By Jerome Baker
When I was a teenage I remember every October 31 going around the neighborhood knocking on doors asking for candy. It became such a tradition among me and my peers on November 1 after basketball practice we would go out again and ask for leftovers. Unfortunately, at that time I never knew the history of Halloween, the origin of dressing up in costumes, or even what some of the popular symbols meant that were displayed during this time of the year. Hosea 4:6 says in part, My people are destroyed for lack of knowledge.
After doing a little research over the years and gaining some knowledge I changed my perspective and behavior about celebrating Halloween, especially as a born again Christian. I also broke that cycle in my children and began to give them insight I learned. Here are just a few considerations about celebrating Halloween I believe every parent, teen, and youth leader should know.
1. Consider the history of Halloween?
Oct. 31, “All Hallows Eve” began over 2000 years ago celebrating the “lord of the dead”, named Samhain. It was a practice of the ancient Druids in Britain, France, Germany, and the Celtic countries. The Druids believed that on this particular evening the spirits of their dead relatives and pets returned to their former home to visit the living (why people wear costumes).
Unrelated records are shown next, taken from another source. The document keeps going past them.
PR #29353, opened 2025-03-23
refactor: experimental checkpoint types

kurtaking:

This PR includes new type definitions for the task checkpoint functionality and aims to reduce duplication where possible. I worked on this as I've been doing research on how the [rollback BEP](https://github.com/backstage/backstage/pull/29196) fits into the existing design. 

### DIFF
--- a/plugins/scaffolder-backend/src/scaffolder/tasks/NunjucksWorkflowRunner.ts
+++ b/plugins/scaffolder-backend/src/scaffolder/tasks/NunjucksWorkflowRunner.ts
@@ -50,7 +50,6 @@ import {
 import { createConditionAuthorizer } from '@backstage/plugin-permission-node';
 import { actionExecutePermission } from '@backstage/plugin-scaffolder-common/alpha';
 import {
-  CheckpointContext,
   TaskContext,
   TemplateAction,
   TemplateFilter,
@@ -61,7 +60,10 @@ import { scaffolderActionRules } from '../../service/rules';
 import { createCounterMetric, createHistogramMetric } from '../../util/metrics';
 import { BackstageLoggerTransport, WinstonLogger } from './logger';
 import { convertFiltersToRecord } from '../../util/templating';
-import { CheckpointState } from '@backstage/plugin-scaffolder-node';
+import {
+  CheckpointState,
+  CheckpointContext,
+} from '@backstage/plugin-scaffolder-node/alpha';
 
 type NunjucksWorkflowRunnerOptions = {
   workingDirectory: string;
--- a/plugins/scaffolder-backend/src/scaffolder/tasks/NunjucksWorkflowRunner.ts
+++ b/plugins/scaffolder-backend/src/scaffolder/tasks/NunjucksWorkflowRunner.ts
@@ -50,6 +50,7 @@ import {
 import { createConditionAuthorizer } from '@backstage/plugin-permission-node';
 import { actionExecutePermission } from '@backstage/plugin-scaffolder-common/alpha';
 import {
+  CheckpointOptions,
   TaskContext,
   TemplateAction,
   TemplateFilter,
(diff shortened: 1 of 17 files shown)


plugins/scaffolder-backend/src/scaffolder/tasks/NunjucksWorkflowRunner.ts
```diff
@@ -397,10 +389,9 @@ export class NunjucksWorkflowRunner implements WorkflowRunner {
           logger: loggerToWinstonLogger(taskLogger),
           logStream: streamLogger,
           workspacePath,
-          async checkpoint<T extends JsonValue | void>(opts: {
-            key?: string;
-            fn: () => Promise<T> | T;
-          }) {
+          async checkpoint<T extends JsonValue | void>(
+            opts: CheckpointContext<T>,
```
kurtaking, line 393: Wish this could be `ctx` here. Might need help wording types if this needs to be `CheckpointOptions` as I used that elsewhere.

plugins/scaffolder-node/src/checkpoints/types.ts
```diff
@@ -0,0 +1,77 @@
...
+ * WITHOUT WARRANTIES OR CONDITIONS OF ANY KIND, either express or implied.
+ * See the License for the specific language governing permissions and
+ * limitations under the License.
+ */
+import { JsonValue } from '@backstage/types';
+
+/**
+ * The status of a checkpoint, indicating whether it succeeded or failed.
+ *
+ * @public
```
benjdlambert, line 21: I think that these should probably be `@alpha` types exported from a `/alpha` endpoint for now.

Don't really want to add these to the public API until we're ready :pray:

benjdlambert (changes requested):
Hey @kurtaking :wave:

Sorry for the delay in getting round to reviewing this, been a busy few weeks.

One high level thing here that I think we want to do, which is to move the types to a `/alpha` export of `-node` for now.

Checkpoints and Rollbacks are still experimental, and the types should also be marked as such,.

kurtaking:
> @kurtaking re-opened this 🙏

Hey @benjdlambert 👋🏼  hopefully we can 🚢 this week. I rearranged the types to come from `alpha` exports, but am still working through errors in the api reports. I will be trying to sporadically chip away at this over the next few days.

plugins/scaffolder-node/report.api.md
```diff
@@ -474,20 +472,10 @@ export interface TaskContext {
   spec: TaskSpec;
   // (undocumented)
   taskId?: string;
+  // Warning: (ae-forgotten-export) The symbol "UpdateTaskCheckpointOptions" needs to be exported by the entry point index.d.ts
```
acierto, line 475: @kurtaking Seems this has to be fixed

plugins/scaffolder-node/src/tasks/index.ts
```diff
@@ -25,4 +25,5 @@ export type {
   TaskContext,
   TaskEventType,
   TaskStatus,
+  // UpdateTaskCheckpointOptions,
```
acierto, line 28: 👀

kurtaking:
Not stale. Super bummed I haven't had the time to get back to this.

kurtaking:
hey @benjdlambert - the API reports are unhappy because we are modifying the public interface `ActionContext` by updating the inlined types with `CheckpointContext`. It wants `CheckpointContext` to be exported from the main entry point rather than `/alpha`

```
  // Warning: (ae-forgotten-export) The symbol "UpdateTaskCheckpointOptions" needs to be exported by the entry point index.d.ts
 ```
 
I tried to relocate the type, but it then cascades warnings since the rest of the types its built on are also in the `/alpha` export. Not really sure where to go from here? 🤔 Any ideas? Lemme know if I need to clarify anything. Thanks.

benjdlambert:
@kurtaking I fixed this up and rebased it on top of a load of changes from this release too.

If you're in a public export you'll need to import it from `@backstage/plugin-scaffolder-node/alpha` instead of the relative import `../alpha/etc..` instead. It's still works, but it's an little unconventional.

I also condensed a few types, just because I don't see that much value in having them as they're better used in a union instead, what do you think?

Think this should pass now :pray:

kurtaking:
> If you're in a public export you'll need to import it from `@backstage/plugin-scaffolder-node/alpha` instead of the relative import `../alpha/etc..` instead. It's still works, but it's an little unconventional.
> 

ah, of course

> I also condensed a few types, just because I don't see that much value in having them as they're better used in a union instead, what do you think?
> 
> Think this should pass now 🙏

This looks go to me. Thank you for helping get it fixed up. Hopefully we can continue iterating from here.

kurtaking:
@acierto - pinging you in case you want to give it another look. @benjdlambert - I'm good to go. 🚀

kurtaking:
Are we still pending one more review from `@backstage/reviewers`?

If the living did not provide food (“treat”) for these evil spirits, they believed all types of terrible things would happen to the living because they would cast a spell (or “trick”) the living in that house.
2. Consider who celebrates Halloween?
Some reports state that present day witches and followers of Satan still preserve the early pagan beliefs. They consider Halloween a sacred and deadly powerful time. And Halloween’s overall theme involves death, magic, or mythical monsters.
3. Consider some of the meanings of Halloween symbols?
Pumpkins: On the British isles, the scary face of the jack-o-lantern was used to frighten away evil spirits and cast a “spell of protection over the household.” The Celts carved the frightening faces into gourds or turnips, not the American pumpkin.
Fire: Has symbolized warmth and protection as well as death and destruction to cultures around the world. During Samhain, the Druids used it for protection against bad spirits and for ritual sacrifices (both animal or human) to their gods.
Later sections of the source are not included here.